Now I'm going to investigate a bit more locally, and see how things go with master. There are good chances that this is not a train blocker, but please give me some more time to check. Also note that a temporary workaround could be to change the values of the empty constants in AFPData to be identical to DNULL.

Hmmmm I tested locally. Without my patch, I do get some "unrecognized variable" errors, but they seem to disappear when I apply r527520. @Urbanecm Could you please confirm that the times above are correct, and that the patch was indeed deployed? And that it's not the same as T214674#5374643? Thanks.

Hmmmm I tested locally. Without my patch, I do get some "unrecognized variable" errors, but they seem to disappear when I apply r527520. @Urbanecm Could you please confirm that the times above are correct, and that the patch was indeed deployed? And that it's not the same as T214674#5374643? Thanks.

I confirm StashBot-provided times are correct. Note the times are when scap finished, and I started it ~minute ago (exact duration is in stashbot's comment). I also confirm T214674#5374643 did not happen this time, and that the patch really went live.

If you think it's a coincidence, I can believe that :). Ping me during any SWAT window, and I'll be happy to try once more, this time with you supervising Logstash.

Mentioned in SAL (#wikimedia-operations) [2019-08-06T11:21:38Z] <urbanecm@deploy1001> Synchronized php-1.34.0-wmf.16/extensions/AbuseFilter/: SWAT: rEABF8cc96db45b64: Better handling of DNONE (T214674, T228677) (duration: 00m 48s)

Re-deployment of the above patch seems to be fine now. As the patch is deployed, this is no longer a train blocker.

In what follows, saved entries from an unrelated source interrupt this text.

Issue #192, opened 2022-11-17
Create local ini file for per-instance settings


budzworthy:
Instead of compiling the default and allowed config sources, load them from a small ini file at /public/.webapp.ini.  This will allow customers to change the values without having to recompile code, but still having them 'locked' down.

budzworthy:
Done

Issue #182, opened 2022-10-19
Remove config picker when not Dev/local


budzworthy:
The config picker doesn't work well with demo and sales flows on the preview site, so let's only show it in Dev/local

budzworthy:
Done.

Issue #146, opened 2022-09-13
Evaluate the settings for 'default config' and 'allowed configs' at runtime


budzworthy:
Change these variables from compile time .env values to instead be values that can be read at runtime.  Format TBD, either environment variables or a json format.  This will support distributing compiled assets and also make it easier to follow the migration guide and easy deployment settings.

Suggestion: create a small local file app-settings.json

budzworthy:
Done

Issue #134, opened 2022-07-29
Dynamic configuration as part of easy deployment instructions


marcovandeveen:
To get started we're forwarding people to these docs: 
- Easy deployment
- Enable dynamic configuration (from JW Dashboard)

Suggestion: make 'enable dynamic configuration' part of the easy deployment steps.

budzworthy:
I wouldn't suggest to customers that they turn on the dynamic unsafe option, but maybe we can add better details on how to add the ID's of the configs they want to work with.

budzworthy:
This is complete with the ini file architecture

PR #197, opened 2022-11-28
Dbudzinski/config settings

budzworthy:
## Description

This PR touches a lot of files, but essentially it is just introducing .ini files to use for default / allowed config sources instead of getting them from compile time environment variables.

The documentation is extensively updated to describe how this works, but essentially the code loads .webapp.ini from /public. The vite build copies the appropriate ini file into the build based on the `mode`. It also copies ini file templates from a source controlled directory (`/ini/templates`) to an ignored directory (just `/ini`) so that the developer process requires less manually interaction and customer/instance specific data doesn't get stored to git.

I also cleaned up the app loading to make it clearer how the ini file and app config get loaded, show better error feedback, and use more appropriate react code like hooks and queries for navigation and data loading.

This PR solves #192, #182, #146, #134, #127, .

### Steps completed:

- [x] Acceptance criteria met
- [x] Unit tests added
- [x] Translations added
- [x] UX tested
- [x] Reviewed own code


src/App.tsx
```diff
@@ -1,92 +1,50 @@
...
-      await initializeAccount();
-    }
-
-    // We only request favorites and continue_watching data if there is a corresponding item in the content section
-    // and a playlist in the features section.
-    // We first initialize the account otherwise if we have favorites saved as externalData and in a local storage the sections may blink
-    if (config.features?.continueWatchingList && config.content.some((el) => el.type === PersonalShelf.ContinueWatching)) {
-      await restoreWatchHistory();
-    }
+  useEffect(() => {
```
AntonLantukh, line 20: Maybe it is better to store i18n logic in a separate context provider?

src/components/DemoConfigDialog/DemoConfigDialog.tsx
```diff
@@ -1,80 +1,178 @@
...
-import { addConfigQueryParam, clearStoredConfig, getConfigLocation } from '#src/utils/configOverride';
+import { getConfigNavigateCallback } from '#src/utils/configOverride';
 import Link from '#components/Link/Link';
 import ConfirmationDialog from '#components/ConfirmationDialog/ConfirmationDialog';
+import LoadingOverlay from '#components/LoadingOverlay/LoadingOverlay';
+import type { Config } from '#types/Config';
+import DevStackTrace from '#components/DevStackTrace/DevStackTrace';
 
-const fallbackConfig = import.meta.env.APP_DEMO_DEFAULT_CONFIG_ID;
+const fallbackConfig = import.meta.env.APP_DEMO_FALLBACK_CONFIG_ID;
```
AntonLantukh, line 19: Can we use a config from `webapp.demo.ini` here?

src/components/DemoConfigDialog/DemoConfigDialog.tsx
```diff
@@ -1,80 +1,178 @@
...
+    else if (configSource === selectedConfigSource) {
+      await configQuery.refetch();
+    }
+    // Get a new config by triggering a query param change
+    else {
+      navigateCallback(configSource);
+    }
+  };
+
+  const [state, setState] = useState<State>(initialState);
```
AntonLantukh: I would suggest to move it before `configNavigate`, just to know about it already when analysing `configNavigate`

src/stores/SettingsController.ts
```diff
@@ -0,0 +1,26 @@
...
+export const initSettings = async () => {
+  const settings = await fetch('/.webapp.ini')
+    .then((result) => result.text())
+    .then((iniString) => ini.parse(iniString) as Settings);
+
+  if (!settings) {
+    throw new Error('Unable to load .webapp.ini');
+  }
+
+  // This will result in an unusable app
```
AntonLantukh, line 14: Maybe we can include a link to the documentation here to explain all the options in details?

src/utils/common.ts
```diff
@@ -58,7 +58,7 @@ export const IS_DEMO_MODE = import.meta.env.MODE === 'demo';
 export const IS_TEST_MODE = import.meta.env.MODE === 'test';
 
 export function logDev(message: unknown, ...optionalParams: unknown[]) {
-  if (IS_DEVELOPMENT_BUILD && !IS_TEST_MODE) {
+  if (IS_DEVELOPMENT_BUILD) {
```
AntonLantukh, line 61: Do we need to include logs in tests?

src/components/Root/Root.tsx
```diff
@@ -1,32 +1,77 @@
...
+    refetchInterval: false,
+  });
+
+  const [searchParams, setSearchParams] = useSearchParams();
+
+  const configSource = useMemo(() => getConfigSource(searchParams, settingsQuery.data), [searchParams, settingsQuery.data]);
+
+  // Update the query string to maintain the right params
+  useEffect(() => {
+    if (settingsQuery.data && cleanupQueryParams(searchParams, settingsQuery.data, configSource)) {
```
AntonLantukh, line 32: Do you still think that we need to clean them? Maybe we can just replace the legacy param but leave invalid config ids as is? It seems that in case someone accidentally types a wrong id it won't be clear what exactly went wrong.

AntonLantukh:
Like the way it looks with our logo 👍 

Screenshot 2022-11-30 at 21 37 22

AntonLantukh:
@dbudzins When I click on a Submit button second time 'doctype' error appears. Looks like the content of the page gets loaded.

Screenshot 2022-11-30 at 21 48 25

No `.json` extension is included:

Screenshot 2022-11-30 at 21 53 24

budzworthy:
@AntonLantukh - If you enter 8 digits, it tries to load from the app config api which appends .json.  If you enter any other number of digits, it treats it as an absolute or relative url (in this case relative) so it does in fact end up fetching the page contents because everything routes to index.html.

src/utils/common.ts
budzworthy: It can help to debug when running test mode.  The tests on github run with production build so logs will get excluded. (Remember development / production builds, dev / prod / test / demo / jwdev modes)

AntonLantukh:
> @AntonLantukh - If you enter 8 digits, it tries to load from the app config api which appends .json. If you enter any other number of digits, it treats it as an absolute or relative url (in this case relative) so it does in fact end up fetching the page contents because everything routes to index.html.

@dbudzins Oh yeah, I completely forgot about it when using new interface. In the input we mention only configuration id and not the full url, the same works for the description bellow.

src/App.tsx
budzworthy: I took it out because of this: https://react.i18next.com/latest/i18nextprovider
"You will only need to use the provider if you need to support multiple i18next instances"

src/components/DemoConfigDialog/DemoConfigDialog.tsx
budzworthy: I agree, it kind of makes sense to have all the config sources in the same place, but the reason I didn't put it into the settings is that it's a thing that no customers should probably need to touch. Having it in the settings makes it more visible outside of the demo component.  What do you think?

src/components/DemoConfigDialog/DemoConfigDialog.tsx
budzworthy: Ah, good catch. Kind of crazy that it compiled like this.  I guess it was all getting hoisted, but it's definitely weird. Fixed it!

src/stores/SettingsController.ts
budzworthy: Actually, this should propagate to the error dialog in Root.tsx, which has a "learn more" link that points to the readme about config settings. (There was a bug there in the link that I just fixed, and I added a note about this condition as well)

src/components/Root/Root.tsx
budzworthy: The main reason for this is actually to make sure the app-config param stays on all the urls as the app navigates. In theory we could update every link and navigate to make sure it includes the query param, but this seemed more robust.

budzworthy:
> > @AntonLantukh - If you enter 8 digits, it tries to load from the app config api which appends .json. If you enter any other number of digits, it treats it as an absolute or relative url (in this case relative) so it does in fact end up fetching the page contents because everything routes to index.html.
> 
> @dbudzins Oh yeah, I completely forgot about it when using new interface. In the input we mention only configuration id and not the full url, the same works for the description bellow.

Ya, I thought it was nice to allow url refs here too, but that's probably going to cause more confusion than it's worth. 

> > @AntonLantukh - If you enter 8 digits, it tries to load from the app config api which appends .json. If you enter any other number of digits, it treats it as an absolute or relative url (in this case relative) so it does in fact end up fetching the page contents because everything routes to index.html.
> 
> @dbudzins Oh yeah, I completely forgot about it when using new interface. In the input we mention only configuration id and not the full url, the same works for the description bellow.

@AntonLantukh I updated the behavior to only work with ID's and give better feedback that we expect an 8 character alphanumeric.  I think that addresses everything if you don't mind re-reviewing.

src/components/DemoConfigDialog/DemoConfigDialog.tsx
AntonLantukh: We also expose .env files to GitHub, so I think it could be confusing. I would suggest to store it in `templates/webapp.demo.ini` as a default config. The component is named 'DemoConfigDialog' and it seems logical to me that it uses a demo config as a fallback source.

AntonLantukh (approved):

Krinkle lowered the priority of this task from Unbreak Now! to High.Aug 6 2019, 11:34 AM

And also not UBN. A few other remarks:

  • While deploying the patch, we got another spike for slow filters. This only seem to happen for about a minute, and could have something to do with php caching or the like. AFAIK, this could also happen for every deployment and we just never noticed it.
  • The only thing left to do for this task is the case for variables set via the set function, for which I'm going to send a patch
  • Only a few "Abusefilter parser error" notices are left on logstash, mostly for known problems. The only "unknown" one is the arwiki above, which could be related to DNONE and I'm going to test locally Meh, it's not related, it has number < variable < number which is correctly reported as invalid and should be fixed onwiki

Change 528441 had a related patch set uploaded (by Daimona Eaytoy; owner: Daimona Eaytoy):
[mediawiki/extensions/AbuseFilter@master] Partly handle set and set_var in shortcircuit

https://gerrit.wikimedia.org/r/528441

Change 528441 merged by jenkins-bot:
[mediawiki/extensions/AbuseFilter@master] Partly handle set and set_var in shortcircuit

https://gerrit.wikimedia.org/r/528441

Daimona removed a project: Patch-For-Review.

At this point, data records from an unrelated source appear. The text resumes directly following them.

PR #198, opened 2022-11-30
feat: InPlayer authentication

kmitrovv:
## Description

This PR contains setup of the InPlayer SDK (a library which contains all the needed APIs) that will speed up the development process and implementation of the authentication flow.

Login and logout are functional if InPlayer config is provided. At the moment we load it from an external [url](https://web-ott.s3.eu-west-1.amazonaws.com/apps/configs/demo.json) until the InPlayer config integration is added on the JW dashboard.

### Steps completed:

- [x] Acceptance criteria met
- [ ] Unit tests added
- [x] Translations added
- [x] UX tested
- [x] Reviewed own code


.env.dev
```diff
@@ -1,3 +1,3 @@
 APP_CONFIG_DEFAULT_SOURCE=gnnuzabk
 APP_UNSAFE_ALLOW_DYNAMIC_CONFIG=1
-APP_API_BASE_URL=https://cdn.jwplayer.com
+APP_API_BASE_URL=https://cdn.jwplayer.com
```
budzworthy: I suggest making sure the 'newline at end of files' is enabled in your IDE of choice:
- https://stackoverflow.com/questions/16761227/how-to-make-intellij-idea-insert-a-new-line-at-every-end-of-file
- https://stackoverflow.com/questions/44704968/visual-studio-code-insert-newline-at-the-end-of-files

Let's make sure we sync up our ide settings on all the little formatting things like this to avoid unnecessary noise.

.gitignore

Calling resolved. The only possible follow-up would be to handle assignments with variable variables. But IMHO, AF is a pretty simple language, and variable variables should be banned altogether. I'm also skeptic about the utility of the set_var function, but that's something we can leave in place - as long as we implement the restriction above. I'm going to open another task for that.